TechFIT’s current focus—appropriately for its early stage—is cultural uplift and government guidance. As the threat landscape evolves and the scheme matures, two aspects merit attention.

—Statutory authority and technical controls. Over time, the government should consider shifting TechFIT from an advisory role to a legislated power with clear mandates that enable continuous risk assessment and provide the legal basis for implementing technical safeguards. This should include mandatory reporting, data-sharing requirements and enforceable compliance standards.

—Transparent performance metrics. Because TechFIT was only established in the 2024-25 Budget, it has not yet been included in the department’s performance framework, which currently reports broad measures of foreign-interference resilience. As TechFIT matures, the government should consider discrete metrics or key performance indicators—ideally published periodically with clear baselines and targets—to track progress and capability uplift across the entire economy, not just within government.

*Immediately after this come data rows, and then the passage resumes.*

Issue #53, opened 2023-04-21
Rename/refactor `serializers`


joerunde:
## Is your feature request related to a problem? Please describe.

We previously had these protobuf serializers in the service_generation package which would write protobuf files.

We offloaded the protobuf serialization support to `jtd_to_proto`, but kept these classes around and hijacked them to be the containers to hold data for our conversions from python functions to both 
1. `@dataobject` classes for the request messages
1. RPC methods for the service definition

## Describe the solution you'd like

These "serializers" (TaskPredictRPC, ModuleTrainRPC) should be renamed, and should probably own the logic to do like:
```
def to_data_model() -> Type[DataBase]:
    # return the data model class describing the request message

def to_service_json() -> Dict:
    # return some json snippet for the service deinition
```

currently that logic is a big mess in the service factory

## Describe alternatives you've considered

/shrug

## Additional context

We'd like to remove any and all `protobuf` logic from the caikit code

PR #99, opened 2023-05-10
Refactor serializers (and service factory)

aluu317:
This PR:
- Moves the logic for the below from `service_factory` into `serializers`:
```
def create_request_data_model() -> Type[DataBase]:
    # return the data model class describing the request message

def create_rpc_json() -> Dict:
    # return json snippet for the service definition of this RPC
```
- Adds a few more tests for `service_factory` test coverage

Closes https://github.com/caikit/caikit/issues/53

### DIFF
--- a/caikit/runtime/service_factory.py
+++ b/caikit/runtime/service_factory.py
@@ -15,8 +15,7 @@
 # Standard
 from enum import Enum
 from types import ModuleType
-from typing import Callable, Dict, List, Optional, Set, Type
-import copy
+from typing import Callable, Set, Type
 import dataclasses
 import inspect
 
@@ -26,10 +25,6 @@ import google.protobuf.service
 import grpc
 
 # First Party
-from py_to_proto.dataclass_to_proto import (  # NOTE: Imported from here for compatibility
-    Annotated,
-    FieldNumber,
-)
 from py_to_proto.json_to_service import (
     json_to_service,
     service_descriptor_to_client_stub,
@@ -41,12 +36,6 @@ import alog
 
 # Local
 from caikit import get_config
-from caikit.core.data_model.base import DataBase
-from caikit.core.data_model.dataobject import (
-    DataObjectBase,
-    _DataObjectBaseMetaClass,
-    dataobject,
-)
 from caikit.core.module import ModuleBase
 from caikit.interfaces.runtime.data_model import (
     TrainingInfoRequest,
@@ -54,10 +43,7 @@ from caikit.interfaces.runtime.data_model import (
 )
 from caikit.runtime import service_generation
 from caikit.runtime.service_generation.core_module_helpers import get_module_info
-from caikit.runtime.service_generation.serializers import (
-    RPCSerializerBase,
-    snake_to_upper_camel,
-)
+from caikit.runtime.service_generation.serializers import snake_to_upper_camel
 from caikit.runtime.types.caikit_runtime_exception import CaikitRuntimeException
 from caikit.runtime.utils import import_util
 import caikit.core
@@ -216,18 +202,13 @@ class ServicePackageFactory:
                 task_rpc_list = service_generation.create_training_rpcs(clean_modules)
                 service_name = f"{ai_domain_name}TrainingService"
 
-            for rpc in task_rpc_list:
-                if rpc.return_type is None:
-                    # TODO: need to hook up the excluded tasks / modules configs and add some
-                    # more handling here to ensure good RPCs generated
-                    log.info("Skipping rpc %s, no return type on method!", rpc.name)
             task_rpc_list = [
                 rpc for rpc in task_rpc_list if rpc.return_type is not None
             ]
 
-            request_data_models = cls._create_request_message_types(
-                task_rpc_list, package_name
-            )
+            request_data_models = []
+            for rpc in task_rpc_list:
+                request_data_models.append(rpc.create_request_data_model(package_name))
 
             client_module = ModuleType(
                 "ClientMessages",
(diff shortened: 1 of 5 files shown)


caikit/runtime/service_factory.py
```diff
@@ -216,18 +202,13 @@ def get_service_package(
...
             task_rpc_list = [
                 rpc for rpc in task_rpc_list if rpc.return_type is not None
             ]
 
-            request_data_models = cls._create_request_message_types(
-                task_rpc_list, package_name
-            )
+            request_data_models = []
+            for rpc in task_rpc_list:
+                request_data_models.append(rpc.create_request_data_model(package_name))
```
joerunde, line 211:
```
request_data_models = [
    rpc.create_request_data_model(package_name) for rpc in task_rpc_list
]
```
?

caikit/runtime/service_factory.py
```diff
@@ -238,7 +219,10 @@ def get_service_package(
                 # We need the message class that data model serializes to
                 setattr(client_module, dm_class.__name__, type(dm_class().to_proto()))
 
-            service_json = cls._create_service_json(task_rpc_list, package_name)
+            rpc_jsons = []
+            for rpc in task_rpc_list:
+                rpc_jsons.append(rpc.create_rpc_json(package_name))
```
joerunde, line 224: could probably replace with a list comprehension as well

caikit/runtime/service_factory.py
```diff
@@ -323,71 +307,6 @@ def _get_and_filter_modules(
...
-    @staticmethod
-    def _create_service_json(
-        rpcs_list: List[RPCSerializerBase], package_name: str
-    ) -> Dict:
-        """Make a json service def out of some rpc defs"""
-        rpc_jsons = []
-        for task in rpcs_list:
-            # The return type should be a "data model" object.
-            # We can take advantage of the fact that all of these should contain a private
-            # `proto_class` field ...and use that to yoink the fully qualified name of the
```
joerunde, line 377: hah, that was a pretty old comment

caikit/runtime/service_factory.py
joerunde: oh man, just re-reading this code and the logic for creating the `package_name` is gnarly lol.

Gotta think about that one more, maybe when we introduce `@task`s they should come with a package name?

caikit/runtime/service_generation/create_service.py
```diff
@@ -55,6 +55,7 @@ def create_inference_rpcs(modules: List[Type[ModuleBase]]) -> List[RPCSerializer
 
     rpcs = []
     # Inference specific logic:
+    # Remove non-primitive modules (including modules that return None type)
```
joerunde, line 58: cannot wait to not have to do this 🙃

caikit/runtime/service_generation/serializers.py
```diff
@@ -50,6 +61,52 @@ def module_list(self) -> List[Type[ModuleBase]]:
     def request(self) -> "_RequestMessage":
         """Return the internal representation of the request message type for this RPC"""
 
+    def create_request_data_model(self, package_name: str) -> Type[DataBase]:
+        """Dynamically create data model for this class's input RPC"""
```
joerunde, line 65: 🤔 
`Dynamically create data model for this RPC's request message`?

There might also be a fun edge case here where the class is created multiple times if this method is called multiple times. I don't know if that would be a problem or not, might be fun to at least throw in a test that makes sure nothing blows up, if one doesn't already exist

joerunde: (I'm guessing it's okay to do since this class would be stored in some `locals` that will be different on each invocation)

tests/runtime/test_service_factory.py
```diff
@@ -63,6 +63,18 @@ def compiled_training_service() -> ServicePackage:
     )
 
 
+def test_service_package_raises_for_compiled_training_management():
+    with pytest.raises(CaikitRuntimeException) as e:
+        ServicePackageFactory.get_service_package(
+            ServicePackageFactory.ServiceType.TRAINING_MANAGEMENT,
+            ServicePackageFactory.ServiceSource.COMPILED,
+        )
+    assert (
```
joerunde, line 72: something cool I found the other day is that `pytest.raises` has a `match` keyword that takes regexes to match on the exception message so that you don't have to do this!

```
with pytest.raises(CaikitRuntimeException, match="Not allowed to get Training Management services from compiled packages"):
```

tests/runtime/test_service_factory.py
```diff
@@ -313,6 +323,5 @@ def test_get_and_filter_modules_respects_included_task_types_and_excluded_module
     ) as cfg:
 
         clean_modules = ServicePackageFactory._get_and_filter_modules(cfg, "sample_lib")
-        assert len(clean_modules) == 4
```
joerunde, line 316: nice, good to see tests more robust against test fixture changes 🌶️

joerunde:
Looks great!

We should get some better names in for these, maybe a starting point is to rename:
`serializers.py` -> `rpcs.py`
`RPCSerializerBase` -> `CaikitRPC`
?

caikit/runtime/service_factory.py
aluu317: Now that you mention. I think this logic is redundant:
```
ai_domain_name = snake_to_upper_camel(lib.replace("caikit_", ""))
```
if our `lib` is sample_lib. This might have been more for our internal use case.

I think we need to revisit this when `task decorator` is introduced

joerunde (approved):
j'approuve, these improvements are 🌭🌭🌭

PR #100, opened 2023-05-10
Shared backends adr

gabe-l-hart:
## Description

This PR introduces two ADRs related to the [shared backend PR changes](https://github.com/caikit/caikit/pull/97)


docs/adrs/019-loader-stack.md
```diff
@@ -0,0 +1,20 @@
+# ADR 019: Loader Stack
+
+When loading a model in a non-local backend, there are several ways to map a given set of model artifacts to a concrete `ModuleBase` derived class that can perform the `load` operation. With the introduction of [shared load backends](./018-shared-backends.md), we could either require that _any_ shared backend be able to load _all_ models, or we could require that _some_ shared backend be able to load _any_ model. This ADR proposes that we do the later in order to support a mixed set of loaders that can combine to support the set of modules a given usage requires.
```
evaline-ju, line 3:
```suggestion
When loading a model in a non-local backend, there are several ways to map a given set of model artifacts to a concrete `ModuleBase` derived class that can perform the `load` operation. With the introduction of [shared load backends](./018-shared-backends.md), we could either require that _any_ shared backend be able to load _all_ models, or we could require that _some_ shared backend be able to load _any_ model. This ADR proposes that we do the latter in order to support a mixed set of loaders that can combine to support the set of modules a given usage requires.
```

evaline-ju (approved):

PR #104, opened 2023-05-11
Add train cancel handler

gkumbhat:
### Changes
- Add training job executor base class with 2 implementations:
    1. Handling training via threads
    2. Handling training via sub-process
- Add `event` concept to notify when the training is cancelled and needs to be terminated
- Add handling of cancellation of training request for both types of executors

### Diagram of process / thread handling

image

### Some design considerations
1. Didn't use `ProcessPoolExecutor` similar to `Threadpool` executor since `ProcessPoolExecutors` do not allow `fork`
2. `ThreadPoolExecutors` provide some niceties in API and some ease of use, so use `ThreadPoolExecutor` instead of custom Thread  
3. Currently avoided creating custom futures and pool executors as that all might need to change with SharedBackend concept
4. To handle subprocess termination in cases where OS kills the process along with potential cancellation from client side, I have added a mechanism that along with subprocess, we will kick off a parallel thread that will handle cancellation in parallel to `worker.join()`  allowing us to kill the subprocess in parallel if requested

### TODOs
1. Event creation for different executors is a bit manual currently. We'll work on moving that part as a function of the executor


gkumbhat:
The conflict is easy to resolve, but rebase / merging with main seems to be opening whole can of errors, so leaving it as is for now.

caikit/runtime/work_management/train_executors.py
```diff
@@ -0,0 +1,275 @@
...
+            # Save it
+            with alog.ContextTimer(
+                log.debug,
+                "Done saving %s to %s in: ",
+                module_class.__name__,
+                model_path,
+            ):
+                model.save(model_path)
+
+        except Exception as ex:
```
gabe-l-hart, line 83: This can go away

caikit/runtime/work_management/train_executors.py
```diff
@@ -0,0 +1,275 @@
...
+
+        self._worker = self._ErrorCaptureProcess(
+            target=TrainSaveExecutorBase.train_and_save,
+        )
+
+        self.__proc_id = self._worker.pid
+        self.__event = event
+
+    def __del__(self):
+        self.cancel()
```
gabe-l-hart, line 220: Let's add a docstring here to explicitly say that this is NOT how cancelation should be invoked, but that it's here to make sure cleanup happens

caikit/runtime/model_management/training_manager.py
```diff
@@ -40,6 +40,12 @@ def get_training_status(self, model_id: str) -> TrainingStatus:
 
         raise RuntimeError("Unexpected error")
 
+    def cancel_training(self, model_id: str):
```
gkumbhat, line 43: This isn't needed. Will get this removed

caikit/runtime/work_management/train_executors.py
```diff
@@ -0,0 +1,275 @@
...
+            with alog.ContextTimer(
+                log.debug,
+                "Done saving %s to %s in: ",
+                module_class.__name__,
+                model_path,
+            ):
+                model.save(model_path)
+
+        except Exception as ex:
+            raise ex
```
gkumbhat, line 84: Can be removed

caikit/runtime/servicers/global_train_servicer.py
```diff
@@ -209,26 +225,37 @@ def run_training_job(
...
+            runnable_executor=target,
             kwargs=kwargs,
             model_name=model_name,
             model_path=model_path,
         )
+
         self.training_map[training_id] = thread_future
 
+        # Add callback to register cancellation of training
+        def cancel_future(*args, **kwargs):
```
gabe-l-hart, line 252: I think it's a little misleading to call this `cancel_future` since it will _always_ be called on termination. It would be good to make the semantics clear here that this is a termination callback that will perform cancelation if termination happens in an abnormal way

gabe-l-hart (changes requested):
A few little nit/doc requests, but this looks great. This will likely change a bit once full shared train backend support is added, but let's get this in now and iterate

caikit/runtime/servicers/global_train_servicer.py
```diff
@@ -44,17 +43,19 @@
     snake_to_upper_camel,
     validate_data_model,
 )
+from caikit.runtime.work_management.train_executors import (
+    LocalTrainSaveExecutor,
```
gabe-l-hart, line 47: Once I've got the shared train backend work in place, I think these will move over to `caikit.core` as local shared train backends. Nothing to do now, just noting it.

caikit/runtime/servicers/global_train_servicer.py
```diff
@@ -114,7 +121,7 @@ def Train(self, request, *_, **__) -> TrainingJob:
 
         try:
             with alog.ContextLog(log.debug, outer_scope_name):
-                # BlocksSampleTaskSampleModuleTrainRequest
+                # ModulesSampleTaskSampleModuleTrainRequest
```
gabe-l-hart, line 124: This looks like dead code?

caikit/runtime/servicers/global_train_servicer.py
```diff
@@ -162,6 +172,15 @@ def Train(self, request, *_, **__) -> TrainingJob:
...
             raise e
 
+        except concurrent.futures.CancelledError as err:
+            log_dict = {
+                "log_code": "<RUN71530128W>",
+                "message": err.message,
+                "error_id": err.id,
+            }
+            log.warning({**log_dict, **e.metadata})
+            raise err
```
gabe-l-hart, line 182: Do we need to wrap this in `CaikitRuntimeException` to put a grpc error code on it?

caikit/runtime/servicers/global_train_servicer.py
```diff
@@ -98,13 +103,15 @@ def __init__(self, training_service: ServicePackage):
         )
         super()
 
-    def Train(self, request, *_, **__) -> TrainingJob:
+    def Train(self, request, context, *_, wait=False, **__) -> TrainingJob:
```
gabe-l-hart, line 106: When would we ever pass `wait` to this function? This is the rpc handler, so afaik we never actually call it directly?

gabe-l-hart (commented):
A couple of small NITs/questions around error handling

caikit/runtime/servicers/global_train_servicer.py
gkumbhat: This one is getting called for test to keep the connection open: https://github.com/gkumbhat/caikit/blob/add_train_cancel_handler/tests/runtime/servicers/test_global_train_servicer_impl.py#L438

caikit/runtime/servicers/global_train_servicer.py
gkumbhat: I think this is an example of how we get to the module name itself?

caikit/runtime/servicers/global_train_servicer.py
gkumbhat: actually we don't need this anymore. I'll remove it

caikit/runtime/servicers/global_train_servicer.py
gabe-l-hart: I think this needs to get removed per slack conversation

gabe-l-hart (changes requested):
Last fix should be to remove the `wait` from `Train`. So close!

gabe-l-hart (approved):
Ship it!

PR #111, opened 2023-05-15
✅ Add missing union typing import

alex-jw-brooks:
Adds `Union` import for type hints in one of tests


alex-jw-brooks:
Nice, thanks!

PR #228, opened 2021-12-08
feat: Add installer for system pact binaries if preinstalled on posix systems

andytson-inviqa:
Its necessary to use a different ruby vendor for arm64 architectures, so this gives the ability to use gem packages pre-installed on a system ruby, such as docker `linux/arm64` images when `linux/amd64` emulation is too unstable


mefellows:
Nice idea!

cfmack:
Github actions was acting silly.  Tests re-ran and all passed on https://github.com/pact-foundation/pact-php/actions/runs/1811919934

PR #230, opened 2022-01-14
fix: Address PHP 8.1 deprecations

agustingomes:
Most of them were related to the change of type of PHP Core interfaces, and to maintain compatibility with PHP 7.3, the attribute `#[\ReturnTypeWillChange]` is used, which before PHP 8.0 is interpreted as a comment.

Another change is related with a deprecation when passing `null` in the 3rd argument of `str_replace`.


mefellows:
I've just unblocked the build, thanks for this.

I'll leave it to @cfmack to review/merge in if applicable.

cfmack:
This is great @malukenho .  Thank you.

PR #232, opened 2022-02-16
fix: deprecation of null being passed to "trim()"

malukenho:


malukenho:
@cfmack is it possible to release a version with the master state?

cfmack:
Released 7.1.1

Issue #231, opened 2022-01-21
BrokerHttpClientInterface::publishJson has different order of parameters in interface and implementation


mkluczka-cobiro:
BrokerHttpClient
```
    public function publishJson(string $json, string $version)
    {
        $array    = \json_decode($json, true);
```

BrokerHttpClientInterface
```
    public function publishJson(string $version, string $json);
```

malukenho:
@cfmack it was addressed in #233.
It can be closed.

YOU54F:
thanks for resolving @malukenho

PR #233, opened 2022-02-23
fix: parameter order mismatch

malukenho:
Linking #231


EHER (approved):

malukenho:
It looks like windows ci is failing randomly. I had to trigger it 3 times. /cc @cfmack

EHER (approved):

PR #235, opened 2022-03-03
feat: Support all variations of ISO 8601 time zone designators

mdio:
Especially important for us is the support of the +/-hhmm format  (e.g. `2015-08-06T16:53:10.123+0100`) as it's used in our Java services.


cfmack (approved):

mdio:
Thank you for the swift review & merge!

PR #239, opened 2022-03-24
Open the PactTestListener

jildertmiedema:
It is hard to extend the PactTestListener therefore i have made the fields "protected"

This way we can start our own `MockServer` using a dockerized version of the ruby standone version


jildertmiedema:
> Why not just create your listener implementing the interface?

The interface is a generic phpunit interface. The most important function in the class `PactTestListener` is `endTestSuite` and then i have to copy that code. And it will get out of sync some day.

PR #240, opened 2022-04-03
feat: Add support for publishing verification results with a branch

### LINKED ISSUE #223: Add support for publishing verification results with a branch using the pact-ruby-standalone
The Pact Broker now supports branches as first class entities. You can read more about this here: https://github.com/pact-foundation/docs.pact.io/blob/feat/deployments-and-releases/website/blog/2021-07-04-why-we-are-getting-rid-of-tags.md

To allow users to use this feature:

* Upgrade the pact-ruby-standalone to at least version `1.88.70`
* Add an appropriately prefixed "branch" property to the user facing interface (make it match the existing provider name, tag, and version properties)
* Pass the branch through to the pact provider verifier CLI using the parameter `--provider-version-branch`

WaylandAce:
The Pact Broker now supports branches as first class entities. You can read more about this here: https://github.com/pact-foundation/docs.pact.io/blob/feat/deployments-and-releases/website/blog/2021-07-04-why-we-are-getting-rid-of-tags.md

Closes #223

### DIFF
--- a/README.md
+++ b/README.md
@@ -238,6 +238,7 @@ $config = new VerifierConfig();
 $config
     ->setProviderName('someProvider') // Providers name to fetch.
     ->setProviderVersion('1.0.0') // Providers version.
+    ->setProviderBranch('main') // Providers git branch name.
     ->setProviderBaseUrl(new Uri('http://localhost:58000')) // URL of the Provider.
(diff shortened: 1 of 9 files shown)


cfmack:
Thanks @WaylandAce

PR #241, opened 2022-04-03
feat: support "Publish Contracts" endpoint

WaylandAce:
This is the preferred endpoint with which to publish contracts (previously, contracts were published using multiple calls to different endpoints to create the tag and contract resources)

### DIFF
--- a/example/phpunit.consumer.xml
+++ b/example/phpunit.consumer.xml
@@ -22,6 +22,7 @@
         <env name="PACT_CONSUMER_NAME" value="someConsumer"/>
         <env name="PACT_CONSUMER_VERSION" value="1.0.0"/>
         <env name="PACT_CONSUMER_TAG" value="master"/>
+        <env name="PACT_CONSUMER_BRANCH" value="master"/>
         <env name="PACT_PROVIDER_NAME" value="someProvider"/>
         <env name="PACT_OUTPUT_DIR" value=".\example\output"/>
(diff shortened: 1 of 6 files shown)


bethesque:
Awesome! Can this print out the text from the notices please? Extra points if it can be colourized (as per [this logic](https://github.com/pact-foundation/pact_broker-client/blob/2a51e37f373841c673a947881dded21c4b7de70b/lib/pact_broker/client/colorize_notices.rb#L21)), but just printing out the text is fine. You can see an example of the output here:

https://github.com/pact-foundation/pact_broker-client/runs/5546727028?check_suite_focus=true#step:5:265

Screen Shot 2022-04-04 at 9 46 05 am

bethesque:
Actually Pavel, this version of the php Pact library already has the Pact CLI embedded in it. We're actually trying to get as many of the points that interact with the Pact Broker to go through the shared Pact CLI as they can, rather than using native code, because it keeps the surface area for updates as small as possible for rolling out changes. I know it seems like a small amount of code, but when you have 10+ languages repeating the same thing over and over, rolling out improvements to the end users becomes a very slow process. For example, it's taken us almost 2 years to roll out branches and environments!

If you're able to make this code call the [publish](https://docs.pact.io/pact_broker/client_cli/readme#publish) command of the CLI, that would be the preferred solution.

WaylandAce:
https://github.com/pact-foundation/pact-php/pull/243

Burke’s speech underscores a foundational aspect of the government’s approach: Australia is entering a new era in cyber strategy where the human firewall is as important as the technical. Horizon 2 goes beyond securing networks to securing institutions, protecting communities, preserving trust and defending the nation’s prosperity. Early results show that legal safeguards and cultural change can markedly lift response and capability. This is a welcome government push that stresses that lasting security requires shared risk, continuous adaptation and participation from every sector.